放送したお宅
2010年7月23日(金)放送
東京都武蔵野市・加藤邸
− 庭を見上げる家 −

2009年1月

敷地面積 140平米 (42坪)
建築面積 54平米 (16坪)
延床面積 142平米 (43坪)
木造地上2階 鉄筋コンクリート造地下1階
建築費:4410万円 坪単価:103万円



閑静な住宅地に似合う落ち着いた色合いの方形屋根の建物。道路から後退させてゲスト用を含め2台分の駐車場を確保。植栽も楽しめます。

広い土間を持つ玄関。右はリビングへ、左は台所・勝手口へと繋がります。大容量の収納は手前が靴収納、奥は食品庫になっています。

1階の食堂・台所と半地下の居間で構成されたLDK。豊かな庭の植栽を様々な角度から楽しめます。居間への階段を2か所に設け、回遊性を生んでいます。

半地下の居間は、1階の食堂と地階の書斎・和室を結び、広大なパブリックスペースを生み出します。庭側の窓を見上げると、空と植栽だけが切り取られます。

食堂からデッキへと繋がる掃き出し窓は引き込み式。庭との一体感を高めます。ガラス戸に加え風通しの良い簾戸も設置されています。

食堂と台所の間は、食器収納を兼ねた大きなカウンター。庭を眺めつつ水仕事ができます。ガスレンジ、IHクッキングヒーター、グリルを料理に応じて使い分けます。

地階は書斎と和室。居間との間の引き戸を開くと、地下とは思えない解放的な空間になります。一体感を損なわないよう、和室の鴨居は吊り構造です。
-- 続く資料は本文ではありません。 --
PR #332, opened 2019-05-24
Use VULKAN_HPP_ASSERT instead of assert

Valakor:
Update `DispatchLoaderDynamic::init(...)` to use the `VULKAN_HPP_ASSERT` macro instead of a plain `assert`.


asuessenbach:
This looks good, thanks for your contribution.
Though, due to some changes unrelated to yours, the test build failed on your PR. That issue should be fixed by now, but your PR is not scheduled for re-building.
To trigger a re-build of your PR, could you please push it again?

PR #337, opened 2019-06-06
Corrected inline if, which should be evaluated before writing output

nyronium:
This PR fixes an expression of the form
`os << someOptional ? x : y`, which should be
`os << (someOptional ? x : y)`.

Otherwise, it discards the result of the inline if due to the higher precedence of the `<<` operator.

While this change could technically change the resulting `vulkan.hpp`, it does in fact not change the current one, as the the faulty path is apparently not taken for the latest xml spec.


asuessenbach:
Thanks a lot for fixing this issue!

PR #345, opened 2019-06-23
Fix #342 (gcc warning for memcpy())

### LINKED ISSUE #342: GCC 9.1.1 warnings
GCC 9.1.1 generates many warnings of the form:

`vulkan.hpp:48313:61:` warning: ‘void* memcpy(void*, const void*, size_t)’ writing to an object of type ‘struct vk::XcbSurfaceCreateInfoKHR’ with no trivial copy-assignment; use copy-assignment or copy-initialization instead [-Wclass-memaccess]
48313 |       memcpy( this, &rhs, sizeof( XcbSurfaceCreateInfoKHR ) );`

res2k:
Avoid the warning by casting destination to void* when memcpy()ing from C structs.

### DIFF
--- a/VulkanHppGenerator.cpp
+++ b/VulkanHppGenerator.cpp
@@ -3765,12 +3765,12 @@ ${initializers}    {${copyOps}}
 ${subStructConstructor}
     ${name}( Vk${name} const & rhs )
     {
-      memcpy( this, &rhs, sizeof( ${name} ) );
+      memcpy( (void*)this, &rhs, sizeof( ${name} ) );
     }
 
     ${name}& operator=( Vk${name} const & rhs )
     {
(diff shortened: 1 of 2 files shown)


res2k:
Thinking about it, a possible alternative to `memcpy()` would be:
`*reinterpret_cast<VkSomething*> (this) = rhs;`

This would be beneficial for structures with 'holes' due to alignment;
`memcpy()` would touch these holes as well (and access potentially
uninitialized data), but an assign doesn't. This is relevant for error
checking tools like valgrind.

On the other hand, maybe that could introduce some aliasing issue I'm missing.

mtavenrath:
We decided to implement the *reinterpret_cast<VkSomething*> (this) = rhs; solution.

PR #429, opened 2017-10-12
Set up sbt-release-early and change build semantics

jvican:
This pull request aims at:
  
- Setting up a sbt-release-early workflow, notably using the advantages of sbt-dynver.
- Changing the build semantics to get a faster workflow with scripted.
- Removing unnecessary/dead code.

Builds upon sbt/zinc#428 and needs to be merged afterwards. When rebase, the actual diff size will be small.


typesafe-tools:
To validate this pull request against other sbt modules, please visit <A HREF="https://jenkins.scala-sbt.org:8592/job/sbt-validator/parambuild/?zinc=pull/429/head&deploy_to_bintray=false&run_sbt_community=false">this link.</A>

jvican:
f

typesafe-tools:
To validate this pull request against other sbt modules, please visit <A HREF="https://jenkins.scala-sbt.org:8592/job/sbt-validator/parambuild/?zinc=pull/429/head&deploy_to_bintray=false&run_sbt_community=false">this link.</A>

project/plugins.sbt
```diff
@@ -1,9 +1,7 @@
 addSbtPlugin("pl.project13.scala" % "sbt-jmh" % "0.2.27")
-addSbtPlugin("org.foundweekends" % "sbt-bintray" % "0.5.1")
-addSbtPlugin("com.jsuereth" % "sbt-pgp" % "1.1.0-M1")
-addSbtPlugin("com.lucidchart" % "sbt-scalafmt" % "1.12")
```
jvican, line 4: This is already in sbt-houserules.

jvican:
This pull request adds a cached publish local that surprisingly allows us to simplify the build by removing ad-hoc commands and workarounds (`scriptedUnpublished`). From the commit message:
```
`cachedPublishLocal` is a special task that avoids publishing if an
artifact has already been published and the publication time is greater
than the changes to the source directories.

In order to find this out, `cachedPublishLocal` resolves the artifact
intransitively and in a project-specific directory. This directory is
also the used to resolve everything from scripted. This resolution is
fast because it assumes that no other task is able to publish that jar
to that concrete resolver. As a result, this assumption allows us to
remove the global dependency lock.

Running `cachedPublishLocal` in the root directory takes from 0 to 1
second. When a new change is written into a project's source file or a
resource file, `cachedPublishLocal` publishes only the project that
received the changes. This is possible because the optimizer is not
allowed and jars are independent from each other.

In this setup, `scripted` uses `cachedPublishLocal`. `scripted`
**needs** the compiler bridges for all the Scala versions, so if you
change the bridge or this is the first time you use this setup, you must
run `+compilerBridge/cachedPublishLocal`.
```

build.sbt
```diff
@@ -148,11 +148,7 @@ lazy val compilerInterface = (project in internalPath / "compiler-interface")
   .settings(
     // javaOnlySettings,
     name := "Compiler Interface",
-    // Use the smallest Scala version in the compilerBridgeScalaVersions
-    // Technically the scalaVersion shouldn't have any effect since scala library is not included,
-    // but given that Scala 2.10 compiler cannot parse Java 8 source, it's probably good to keep this.
-    crossScalaVersions := Seq(scala210),
-    scalaVersion := scala210,
+    crossScalaVersions := bridgeScalaVersions,
```
eed3si9n: During the release, wouldn't this result to double publishing?

build.sbt
```diff
@@ -202,8 +187,6 @@ lazy val compilerBridge: Project = (project in internalPath / "compiler-bridge")
       .value,
   )
 
-// defines operations on the API of a source, including determining whether it has changed and converting it to a string
```
eed3si9n: Why are we removing these comments?

eed3si9n (changes requested):

build.sbt
jvican: Because it's documented in the contributing guide, better.

build.sbt
jvican: Good question, I think it would, I'll try it tomorrow and fix it if that's the case.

2階は3つの個室と洗面・浴室。3角形の天窓から入った自然光が、透明ガラスの欄間を通じて各部屋に届きます。

建築家のプロフィール
村田 淳
1971年 東京都生まれ
1995年 東京工業大学建築学科卒業
1997年 東京工業大学大学院建築学専攻修士課程修了
1997年 建築研究所アーキヴィジョン
2006年 村田靖夫建築研究室
2009年 村田淳建築研究室に改称

村田淳建築研究室
所在地 東京都渋谷区神宮前2-2-39外苑ハウス127号
電話 03-3408-7892
FAX 03-3404-5077
E-mail info@murata-associates.co.jp
URL http://murata-associates.co.jp

建築家の一言
住まい手の要望は、家族が集まる空間をリビングとは別に地下に設けること、そして来客時に人の居場所が多く生まれること、そして緑を楽しめることでした。ただ、地下は暗く閉鎖的では場所の性格としてふさわしくなく、ふだんの生活の延長として気軽に行けるようにしたい。そこで、リビングを半階下げたスキップの構成とし、内外の立体的なつながりと家族同士の結びつきを求めて空間構成を定めています。
1階は、建具を開け放して庭とひとつながりに使えます。半地下のリビングは1階と地下をつなぐ大きな空間で、地下に光と風をもたらします。大きなはめ殺し窓を通して庭とも結ばれ、四季の移り変わりや収穫の楽しさを、日々の生活にもたらしてくれるでしょう。
2階は個室と水廻りで、トップライトを持つ明るいホールから各部屋に至ります。それぞれの部屋からは、欄間のガラスを通してトップライト越しに空が見えます。
このように、単純な印象の外観からは想像しにくい変化に富んだ家となっています。
渡辺篤史の感想
方形屋根の下に様々な空間が凝縮された建物です。1階の食堂・台所、半地下の居間、地階の書斎・和室が一体となって、立体的な居住空間を構成しています。どこに身を置いても、丹精込めた庭の植栽を楽しむ事ができます。庭を見上げるという体験も楽しいですね。屋内と屋外、部屋と部屋、空間と空間の繋がりが実に見事な家でした。